DATASET ENTRIES START

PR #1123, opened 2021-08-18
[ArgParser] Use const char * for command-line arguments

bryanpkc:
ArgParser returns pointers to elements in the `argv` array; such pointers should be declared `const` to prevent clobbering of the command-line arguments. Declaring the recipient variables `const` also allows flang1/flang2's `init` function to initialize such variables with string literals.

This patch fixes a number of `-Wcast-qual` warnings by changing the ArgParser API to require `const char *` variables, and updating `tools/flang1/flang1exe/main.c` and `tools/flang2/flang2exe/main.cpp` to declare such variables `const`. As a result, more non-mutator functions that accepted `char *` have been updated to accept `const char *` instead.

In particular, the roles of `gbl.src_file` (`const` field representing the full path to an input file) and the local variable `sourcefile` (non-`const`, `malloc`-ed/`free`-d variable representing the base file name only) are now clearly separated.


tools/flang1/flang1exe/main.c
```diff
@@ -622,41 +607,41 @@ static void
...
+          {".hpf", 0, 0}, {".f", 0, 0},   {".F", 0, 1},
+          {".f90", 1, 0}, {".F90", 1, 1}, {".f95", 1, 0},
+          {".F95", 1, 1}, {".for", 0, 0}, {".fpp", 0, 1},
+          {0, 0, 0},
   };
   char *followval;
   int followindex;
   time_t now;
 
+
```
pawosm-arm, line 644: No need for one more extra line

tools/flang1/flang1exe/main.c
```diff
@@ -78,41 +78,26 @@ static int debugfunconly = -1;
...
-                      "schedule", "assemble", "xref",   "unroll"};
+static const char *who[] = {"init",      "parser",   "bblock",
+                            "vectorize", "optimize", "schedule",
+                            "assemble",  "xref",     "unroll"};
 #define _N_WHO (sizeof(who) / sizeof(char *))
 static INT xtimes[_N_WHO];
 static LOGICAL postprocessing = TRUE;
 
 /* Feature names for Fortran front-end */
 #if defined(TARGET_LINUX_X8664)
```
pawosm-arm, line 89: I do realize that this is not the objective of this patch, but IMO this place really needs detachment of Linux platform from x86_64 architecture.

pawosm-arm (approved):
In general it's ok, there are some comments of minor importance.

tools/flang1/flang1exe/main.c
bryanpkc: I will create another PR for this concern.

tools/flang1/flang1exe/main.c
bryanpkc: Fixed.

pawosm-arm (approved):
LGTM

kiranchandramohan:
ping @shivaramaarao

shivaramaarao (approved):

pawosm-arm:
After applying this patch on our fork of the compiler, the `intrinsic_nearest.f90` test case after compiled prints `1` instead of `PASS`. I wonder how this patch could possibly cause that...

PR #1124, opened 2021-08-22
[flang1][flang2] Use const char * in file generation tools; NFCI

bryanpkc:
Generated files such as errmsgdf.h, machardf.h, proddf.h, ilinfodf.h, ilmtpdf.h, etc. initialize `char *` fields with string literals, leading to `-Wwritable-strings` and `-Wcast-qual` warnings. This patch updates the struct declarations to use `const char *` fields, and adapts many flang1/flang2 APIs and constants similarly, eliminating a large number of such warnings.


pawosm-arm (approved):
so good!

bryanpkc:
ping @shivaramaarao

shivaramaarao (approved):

DATASET ENTRIES END
DATASET ENTRIES START

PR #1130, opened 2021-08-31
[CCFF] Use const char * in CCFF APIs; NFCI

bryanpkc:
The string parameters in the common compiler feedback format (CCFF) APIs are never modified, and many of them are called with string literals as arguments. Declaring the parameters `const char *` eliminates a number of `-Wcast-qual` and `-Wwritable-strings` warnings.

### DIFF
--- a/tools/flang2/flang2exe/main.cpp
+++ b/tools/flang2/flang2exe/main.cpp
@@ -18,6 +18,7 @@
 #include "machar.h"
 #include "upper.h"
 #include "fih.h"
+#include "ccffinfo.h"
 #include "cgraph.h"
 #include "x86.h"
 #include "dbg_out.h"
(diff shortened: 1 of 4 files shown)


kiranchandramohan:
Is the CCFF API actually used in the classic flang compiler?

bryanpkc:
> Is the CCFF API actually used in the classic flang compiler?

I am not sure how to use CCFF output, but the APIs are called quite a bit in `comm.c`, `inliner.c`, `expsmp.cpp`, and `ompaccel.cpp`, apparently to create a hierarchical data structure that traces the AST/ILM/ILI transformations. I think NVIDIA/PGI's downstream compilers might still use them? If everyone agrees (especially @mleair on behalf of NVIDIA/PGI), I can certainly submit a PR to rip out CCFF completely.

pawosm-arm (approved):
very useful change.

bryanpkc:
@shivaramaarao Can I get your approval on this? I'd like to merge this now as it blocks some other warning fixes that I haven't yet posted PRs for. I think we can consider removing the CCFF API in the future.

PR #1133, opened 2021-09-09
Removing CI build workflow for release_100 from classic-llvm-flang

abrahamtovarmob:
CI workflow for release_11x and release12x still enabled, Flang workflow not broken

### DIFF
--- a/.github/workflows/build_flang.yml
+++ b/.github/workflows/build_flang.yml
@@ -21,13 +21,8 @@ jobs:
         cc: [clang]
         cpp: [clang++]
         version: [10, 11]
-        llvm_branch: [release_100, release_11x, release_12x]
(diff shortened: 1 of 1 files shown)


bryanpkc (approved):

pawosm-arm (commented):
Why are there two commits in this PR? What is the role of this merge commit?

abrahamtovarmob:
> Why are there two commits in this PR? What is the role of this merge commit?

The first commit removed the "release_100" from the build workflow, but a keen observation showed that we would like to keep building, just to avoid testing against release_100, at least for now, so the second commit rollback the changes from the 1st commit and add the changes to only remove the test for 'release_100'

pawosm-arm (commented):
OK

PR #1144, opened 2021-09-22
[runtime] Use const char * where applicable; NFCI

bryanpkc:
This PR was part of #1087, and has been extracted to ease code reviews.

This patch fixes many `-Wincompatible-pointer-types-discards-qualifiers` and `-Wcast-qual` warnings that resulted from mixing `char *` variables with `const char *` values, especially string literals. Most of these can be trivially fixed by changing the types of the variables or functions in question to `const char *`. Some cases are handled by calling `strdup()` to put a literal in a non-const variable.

DATASET ENTRIES END

From the records above, copy out the line with "The first commit", the line with "This patch fixes many", and every line between them, word for word.

The first commit removed the "release_100" from the build workflow, but a keen observation showed that we would like to keep building, just to avoid testing against release_100, at least for now, so the second commit rollback the changes from the 1st commit and add the changes to only remove the test for 'release_100'

pawosm-arm (commented):
OK

PR #1144, opened 2021-09-22
[runtime] Use const char * where applicable; NFCI

bryanpkc:
This PR was part of #1087, and has been extracted to ease code reviews.

This patch fixes many `-Wincompatible-pointer-types-discards-qualifiers` and `-Wcast-qual` warnings that resulted from mixing `char *` variables with `const char *` values, especially string literals. Most of these can be trivially fixed by changing the types of the variables or functions in question to `const char *`. Some cases are handled by calling `strdup()` to put a literal in a non-const variable.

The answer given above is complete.